> [Prompt] In the data below, find every line with the string "version" and pull it out.

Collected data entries
PR #3970, opened 2024-08-05
Fix svg if katex in bootstrap's modal in katex.scss

hotamago:
add z-index: 1;

image

image

### DIFF
--- a/src/styles/katex.scss
+++ b/src/styles/katex.scss
@@ -442,7 +442,7 @@ $version: "" !default;
     svg {
         display: block;
         position: absolute; // absolute relative to parent
-        z-index: 1;
+        z-index: auto;
         width: 100%;
         height: inherit;
 
--- a/src/styles/katex.scss
+++ b/src/styles/katex.scss
@@ -442,6 +442,7 @@ $version: "" !default;
     svg {
         display: block;
         position: absolute; // absolute relative to parent
+        z-index: 1;
         width: 100%;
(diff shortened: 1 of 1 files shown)


edemaine:
Could you give more details about when you run into this issue? Does Bootstrap have a rule about `svg` specifically? I don't see why it would need a z-index, unless it has something to do with `position: absolute`.

Your description (`z-index: 1`) also does not match your PR (`z-index: auto`). The latter seems helpful only if there's some other `z-index` rule we're overriding...

edemaine:
I also wonder if #3859 would fix your issue. Could you try adding `position: relative` to `.katex` to see whether that also fixes your problem?

hotamago:
> I also wonder if #3859 would fix your issue. Could you try adding `position: relative` to `.katex` to see whether that also fixes your problem?

Katex uses `position: absolute`, which can cause it to be obscured by other elements. This is why the square root symbol (sqrt) is not visible in my case.

I've tried using `z-index: auto` instead of `z-index: 1` because the latter failed the `Screenshotter / screenshotter (firefox)` test. `z-index: auto` seems to work well for my specific situation.

I also experimented with `position: relative` but it resulted in incorrect positioning of the radical sign.

grigoriy-reshetniak:
@hotamago could you please confirm that your issue is resolved after https://github.com/KaTeX/KaTeX/releases/tag/v0.16.40 was released?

> [Reply]
@@ -442,7 +442,7 @@ $version: "" !default;
@@ -442,6 +442,7 @@ $version: "" !default;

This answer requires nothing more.